Darwin’s grunt was noncommittal. “Hmph. Figures.”
No hugs. No awkward pats. Just the three of them standing in the gravel drive, the silence stretching like the surrounding fields.
Judy reached out-not for Walt, but for the screen door, holding it open with a creak. “C’mon inside,” she said. “We’ll find you somethin’ to eat ... and wear. Can’t have you cleanin’ stalls in city clothes.”

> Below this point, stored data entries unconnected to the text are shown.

PR #4125, opened 2023-08-10
Run prettier on CI

takurinton:
refs https://github.com/styled-components/styled-components/pull/4118#issuecomment-1672523534

I thought it would be better to run prettier on CI, so I did the following.

- update prettier v3
- run prettier
- run prettier on CI

### DIFF
--- a/packages/styled-components/.prettierignore
+++ b/packages/styled-components/.prettierignore
@@ -1,0 +1,1 @@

The farmhouse interior was dim and cooler than expected, air thick with aged pine, lemon oil polish, and the faint, sugary ghost of pies baked decades ago. The walls were a patchwork of hand-sewn doilies, faded family portraits, and a single cuckoo clock whose ticking sounded like it had been counting down since the Eisenhower administration.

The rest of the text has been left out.